Task details
If a line in the entries below includes "different", show that line.
Segment Start: Record excerpts
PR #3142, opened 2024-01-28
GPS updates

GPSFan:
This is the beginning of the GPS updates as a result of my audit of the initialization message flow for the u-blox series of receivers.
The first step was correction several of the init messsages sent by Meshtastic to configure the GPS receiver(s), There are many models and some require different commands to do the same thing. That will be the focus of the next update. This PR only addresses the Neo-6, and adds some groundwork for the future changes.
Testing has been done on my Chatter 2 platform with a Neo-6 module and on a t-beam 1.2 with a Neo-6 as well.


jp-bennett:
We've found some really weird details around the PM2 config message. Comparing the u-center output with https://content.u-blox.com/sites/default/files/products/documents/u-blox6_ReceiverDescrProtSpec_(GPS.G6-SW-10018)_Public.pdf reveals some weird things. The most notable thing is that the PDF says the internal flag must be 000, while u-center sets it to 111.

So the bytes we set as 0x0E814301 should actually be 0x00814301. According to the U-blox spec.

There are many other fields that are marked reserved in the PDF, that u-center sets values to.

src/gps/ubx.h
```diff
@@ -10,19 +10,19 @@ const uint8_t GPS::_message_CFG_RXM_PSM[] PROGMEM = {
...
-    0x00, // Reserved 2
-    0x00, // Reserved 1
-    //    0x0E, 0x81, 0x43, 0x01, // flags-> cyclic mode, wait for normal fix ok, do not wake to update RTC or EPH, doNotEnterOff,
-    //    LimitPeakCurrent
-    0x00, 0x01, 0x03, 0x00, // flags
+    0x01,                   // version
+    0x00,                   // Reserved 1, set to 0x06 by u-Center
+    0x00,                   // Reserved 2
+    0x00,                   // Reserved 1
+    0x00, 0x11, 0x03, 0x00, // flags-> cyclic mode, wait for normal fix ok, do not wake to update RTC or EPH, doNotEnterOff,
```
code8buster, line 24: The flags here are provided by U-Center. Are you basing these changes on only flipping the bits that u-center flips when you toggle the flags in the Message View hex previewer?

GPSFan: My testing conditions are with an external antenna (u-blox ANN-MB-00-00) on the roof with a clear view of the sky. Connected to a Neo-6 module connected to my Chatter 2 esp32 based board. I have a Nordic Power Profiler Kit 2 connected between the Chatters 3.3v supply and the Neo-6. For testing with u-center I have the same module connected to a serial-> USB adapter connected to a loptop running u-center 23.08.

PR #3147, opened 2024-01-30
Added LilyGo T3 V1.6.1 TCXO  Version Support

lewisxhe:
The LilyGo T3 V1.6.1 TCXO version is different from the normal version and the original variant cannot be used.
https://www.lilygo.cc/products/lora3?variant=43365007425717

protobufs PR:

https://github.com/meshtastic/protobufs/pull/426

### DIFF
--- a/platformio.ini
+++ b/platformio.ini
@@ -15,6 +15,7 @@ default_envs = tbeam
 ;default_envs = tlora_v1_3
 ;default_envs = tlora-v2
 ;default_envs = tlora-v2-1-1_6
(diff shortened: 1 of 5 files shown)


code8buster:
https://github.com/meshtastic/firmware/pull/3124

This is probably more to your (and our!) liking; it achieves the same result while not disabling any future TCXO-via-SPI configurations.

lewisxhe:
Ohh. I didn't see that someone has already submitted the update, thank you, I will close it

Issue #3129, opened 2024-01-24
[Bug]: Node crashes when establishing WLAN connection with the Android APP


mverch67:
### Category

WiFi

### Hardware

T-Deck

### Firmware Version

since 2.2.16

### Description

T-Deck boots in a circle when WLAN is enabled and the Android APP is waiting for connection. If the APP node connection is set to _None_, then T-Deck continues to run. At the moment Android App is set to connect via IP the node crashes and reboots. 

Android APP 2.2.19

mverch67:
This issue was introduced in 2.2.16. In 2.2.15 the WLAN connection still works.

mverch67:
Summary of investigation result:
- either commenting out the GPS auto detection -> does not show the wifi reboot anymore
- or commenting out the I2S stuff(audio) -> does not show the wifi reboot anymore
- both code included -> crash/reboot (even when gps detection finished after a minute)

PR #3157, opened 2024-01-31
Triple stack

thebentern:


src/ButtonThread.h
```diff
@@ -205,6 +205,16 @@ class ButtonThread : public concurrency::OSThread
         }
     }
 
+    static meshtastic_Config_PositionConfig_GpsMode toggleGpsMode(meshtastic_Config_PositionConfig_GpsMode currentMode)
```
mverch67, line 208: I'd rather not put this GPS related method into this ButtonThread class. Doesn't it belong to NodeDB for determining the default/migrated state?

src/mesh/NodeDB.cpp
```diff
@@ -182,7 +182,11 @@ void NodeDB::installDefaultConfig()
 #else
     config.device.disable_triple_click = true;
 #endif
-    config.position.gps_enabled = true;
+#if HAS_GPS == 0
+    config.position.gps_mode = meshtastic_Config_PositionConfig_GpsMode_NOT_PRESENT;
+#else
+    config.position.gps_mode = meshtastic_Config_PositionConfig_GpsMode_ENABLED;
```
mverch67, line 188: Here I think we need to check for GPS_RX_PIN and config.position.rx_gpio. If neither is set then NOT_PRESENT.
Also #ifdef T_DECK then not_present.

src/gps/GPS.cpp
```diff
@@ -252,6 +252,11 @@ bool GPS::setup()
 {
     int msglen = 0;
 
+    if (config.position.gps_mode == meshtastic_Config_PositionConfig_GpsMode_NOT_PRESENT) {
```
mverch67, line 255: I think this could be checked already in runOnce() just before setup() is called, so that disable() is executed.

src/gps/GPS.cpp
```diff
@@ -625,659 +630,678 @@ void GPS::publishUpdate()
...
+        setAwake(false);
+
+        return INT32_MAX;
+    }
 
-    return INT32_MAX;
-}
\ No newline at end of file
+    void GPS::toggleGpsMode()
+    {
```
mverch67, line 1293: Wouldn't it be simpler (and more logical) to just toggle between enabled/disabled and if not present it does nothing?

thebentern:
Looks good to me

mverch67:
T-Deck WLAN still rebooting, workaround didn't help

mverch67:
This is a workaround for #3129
Segment End: Record excerpts
Result
The first step was correction several of the init messsages sent by Meshtastic to configure the GPS receiver(s), There are many models and some require different commands to do the same thing. That will be the focus of the next update. This PR only addresses the Neo-6, and adds some groundwork for the future changes.
The LilyGo T3 V1.6.1 TCXO version is different from the normal version and the original variant cannot be used.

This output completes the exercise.